# Driving Concepts school at California Speedway on March 13th



## scottn2retro (Mar 20, 2002)

Hi All -

Thought I'd pass on a Driving Concepts school at California Speedway on Thurs. March 13th leading up to Tech Fest West 2003.

There is a $70 discount for people registered for the Tech Fest. 

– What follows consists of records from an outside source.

PR #1095, opened 2026-04-30
fix(root-cause): recognize healthy observability evidence

### LINKED ISSUE #670: [BUG] is_clearly_healthy short-circuit ignores Alertmanager, Coralogix, and Honeycomb evidence keys
### Summary

`_INVESTIGATED_EVIDENCE_KEYS` in [`app/nodes/root_cause_diagnosis/evidence_checker.py#L16-L36`](https://github.com/Tracer-Cloud/opensre/blob/main/app/nodes/root_cause_diagnosis/evidence_checker.py#L16-L36) is missing five keys that the investigation merge step actually writes to the evidence dict: `alertmanager_alerts`, `alertmanager_silences`, `coralogix_logs`, `coralogix_error_logs`, `honeycomb_traces` (see the `_map_alertmanager_*` / `_map_coralogix_logs` / `_map_honeycomb_traces` entries in [`app/nodes/investigate/processing/post_process.py`](https://github.com/Tracer-Cloud/opensre/blob/main/app/nodes/investigate/processing/post_process.py)).

Condition 4 of `is_clearly_healthy()` therefore never fires for pure-Alertmanager, pure-Coralogix, or pure-Honeycomb healthy states. Same drift bug that #582 fixed for EKS.

### Impact

Every resolved low-severity alert from these three stacks pays a full LLM RCA round-trip instead of taking the fast path. Cost + latency, not correctness.

### Reproduction

```bash
python3 -c "
from app.nodes.root_cause_diagnosis.evidence_checker import is_clearly_healthy, _INVESTIGATED_EVIDENCE_KEYS
missing = [k for k in ('alertmanager_alerts','alertmanager_silences','coralogix_logs','coralogix_error_logs','honeycomb_traces') if k not in _INVESTIGATED_EVIDENCE_KEYS]
print('missing:', missing)

alert = {'state':'resolved','commonLabels':{'severity':'info'},'commonAnnotations':{}}
for key in ('alertmanager_alerts','coralogix_logs','honeycomb_traces','grafana_logs'):
    print(f'  {key:25s} short-circuit -> {is_clearly_healthy(alert, {key: []})}')
"
```

Fix PR incoming.

yas789:
Fixes #670

- add `alertmanager_alerts`, `alertmanager_silences`, `coralogix_logs`, `coralogix_error_logs`, and `honeycomb_traces` to `INVESTIGATED_EVIDENCE_KEYS`
- add regression coverage proving these shipped observability sources now satisfy `is_clearly_healthy()` when a resolved low-severity alert has empty-but-present investigation results
- add a safety regression showing critical severity still does not short-circuit with the new keys present

Terminal proof:

```text
Before the fix, the new regression tests failed for all five keys because
is_clearly_healthy(...) returned False.

After the fix:
- tests/nodes/root_cause_diagnosis/test_evidence_checker.py: 32 passed
- tests/nodes/root_cause_diagnosis/test_healthy_short_circuit.py: 162 passed
```

---

`is_clearly_healthy()` uses `INVESTIGATED_EVIDENCE_KEYS` as the gate for “a healthy investigation really happened”. The bug was that Alertmanager, Coralogix, and Honeycomb outputs were already written into evidence by the investigation merge step, but those five primary evidence keys were missing from that gate. As a result, pure healthy investigations from those sources could miss the deterministic healthy short-circuit even when the source had been queried successfully.

I kept the fix intentionally small rather than switching the gate to `CLAIM_EVIDENCE_KEYS`, because `CLAIM_EVIDENCE_KEYS` is broader and includes adjacent data that should not automatically count as proof that a healthy investigation was completed. Adding the five missing primary evidence keys preserves the existing design: empty-but-present investigation results still count as “we checked and found nothing bad”, while severity and annotation safeguards remain unchanged.

Validation I ran locally:
- `.venv/bin/python -m pytest tests/nodes/root_cause_diagnosis/test_evidence_checker.py -vv`
- `.venv/bin/python -m pytest tests/nodes/root_cause_diagnosis/test_healthy_short_circuit.py -vv`
- `make lint`
- `make format-check`
- `make typecheck`

Note: `make test-cov` on the latest upstream main currently hits one unrelated suite-order failure in `tests/services/test_honeycomb_client.py::test_create_query_success` due extra PostHog calls; that test passes in isolation and is outside this PR’s scope.

---

---

### DIFF
--- a/app/nodes/root_cause_diagnosis/evidence_checker.py
+++ b/app/nodes/root_cause_diagnosis/evidence_checker.py
@@ -25,6 +25,11 @@ INVESTIGATED_EVIDENCE_KEYS = frozenset(
         "datadog_logs",
         "datadog_monitors",
         "betterstack_logs",
+        "honeycomb_traces",
+        "coralogix_logs",
+        "coralogix_error_logs",
+        "alertmanager_alerts",
+        "alertmanager_silences",
         # Kubernetes / EKS evidence keys — written by the _map_eks_* mappers in
         # app/nodes/investigate/processing/post_process.py.  Without these, a pure
         # Kubernetes healthy investigation never satisfies the evidence gate below
--- a/app/nodes/root_cause_diagnosis/evidence_checker.py
+++ b/app/nodes/root_cause_diagnosis/evidence_checker.py
@@ -92,10 +92,6 @@ CLAIM_EVIDENCE_KEYS = INVESTIGATED_EVIDENCE_KEYS | frozenset(
         "datadog_error_logs",
         "datadog_events",
         "datadog_failed_pods",
-        # Other observability stacks
-        "honeycomb_traces",
-        "coralogix_logs",
-        "coralogix_error_logs",
         # Diagnostic code sandbox
         "diagnostic_executions",
         # Vercel
@@ -111,9 +107,7 @@ CLAIM_EVIDENCE_KEYS = INVESTIGATED_EVIDENCE_KEYS | frozenset(
         "github_commits",
         "git_deploy_timeline",
         # Alertmanager
-        "alertmanager_alerts",
         "alertmanager_firing_alerts",
-        "alertmanager_silences",
         "alertmanager_active_silences",
         # EKS adjacent
         "eks_failing_pods",
--- a/tests/nodes/root_cause_diagnosis/test_evidence_checker.py
+++ b/tests/nodes/root_cause_diagnosis/test_evidence_checker.py
@@ -144,6 +144,12 @@ class TestIsClearlyHealthyRejectsUnhealthyStates:
         evidence = {"eks_pods": [{"name": "x"}]}
         assert is_clearly_healthy(alert, evidence) is False
 
+    def test_critical_severity_with_new_observability_key_returns_false(self) -> None:
+        alert = _healthy_alert()
+        alert["commonLabels"] = {"severity": "critical"}
+        evidence = {"alertmanager_alerts": []}
+        assert is_clearly_healthy(alert, evidence) is False
+
     def test_error_annotation_returns_false(self) -> None:
         alert = _healthy_alert()
         alert["commonAnnotations"] = {"error": "something went wrong"}
--- a/tests/nodes/root_cause_diagnosis/test_evidence_checker.py
+++ b/tests/nodes/root_cause_diagnosis/test_evidence_checker.py
@@ -106,6 +106,26 @@ class TestIsClearlyHealthyExistingSources:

http://www.bmwclubla.org/techfestwest2003/


----------



## Raffi (May 18, 2002)

Here's the link to the Schedule:

http://www.drivingconcepts.com/schedule.html

And here's the application:

http://www.drivingconcepts.com/application_menu.html

See you there. :bigpimp:


----------



## scottn2retro (Mar 20, 2002)

Will Stuka be there going sideways?


----------



## Raffi (May 18, 2002)

scottn2retro said:


> *Will Stuka be there going sideways?  *


Maybe - though Carl McGinn would not appreciate sideways driving and would definitely relegate Stuka to DFL ("D" For Life)! :lmao: :lmao:

Are you going Stuka???? :dunno:


----------



## The HACK (Dec 19, 2001)

I'm there doode.

I wonder if we (those of us who signed up to help organize the event) will be given free passes to the seminars, as well as the $75 discount at the DC event. If not, then it's still worth paying the $195 (8 WHOPPIN' MEALS!) and get the DC discount. :thumbup: 

In any case, time to start saving up vacation time man!


----------



## Kaz (Dec 21, 2001)

I need to look at the TechFest site and the costs but my issue is more likely saving up the money, not the vacation time, since it appears I currently have about 6.5 weeks of that.


----------



## scottn2retro (Mar 20, 2002)

Kaz said:


> *I need to look at the TechFest site and the costs but my issue is more likely saving up the money, not the vacation time, since it appears I currently have about 6.5 weeks of that.  *


Solution: Sell some of your vacation time


----------



## Kaz (Dec 21, 2001)

scottn2retro said:


> *Solution: Sell some of your vacation time  *


Yeah, I wish.


----------



## Mr Paddle.Shift (Dec 19, 2001)

I think I will be down with this event too...:thumbup: 

Btw Raffi, Andy "WRX" will be joining us too. :angel:


----------



## Raffi (May 18, 2002)

VinceTopasBlau3 said:


> *
> Btw Raffi, Andy "WRX" will be joining us too. :angel: *


Cool. :thumbup: I will sign up tomorrow.


----------



## Mr Paddle.Shift (Dec 19, 2001)

Wooo...wait a minute. 

$380 for one day?  I thought CCA organized a similar one for 1 weekend for $600 and we were b*tching about it. :dunno:



Raffi said:


> *Cool. :thumbup: I will sign up tomorrow. *


----------



## Raffi (May 18, 2002)

VinceTopasBlau3 said:


> *Wooo...wait a minute.
> 
> $380 for one day?  I thought CCA organized a similar one for 1 weekend for $600 and we were b*tching about it. :dunno: *


  :violent: :flipoff: :flipoff: :angel:


----------



## scottn2retro (Mar 20, 2002)

VinceTopasBlau3 said:


> *$380 for one day? *


I hope that's not after the $70 discount.

Unfortunately, the rent at California Speedway is a lot higher than the other tracks in the area.


----------



## Raffi (May 18, 2002)

scottn2retro said:


> *I hope that's not after the $70 discount.
> 
> *


It is after the discount - it is $450 for non-TFW participants.


----------



## The HACK (Dec 19, 2001)

Raffi said:


> *It is after the discount - it is $450 for non-TFW participants.  *


How about TFW volunteers? 

$450 is still a good price for the size of Driving Concept's classes.


----------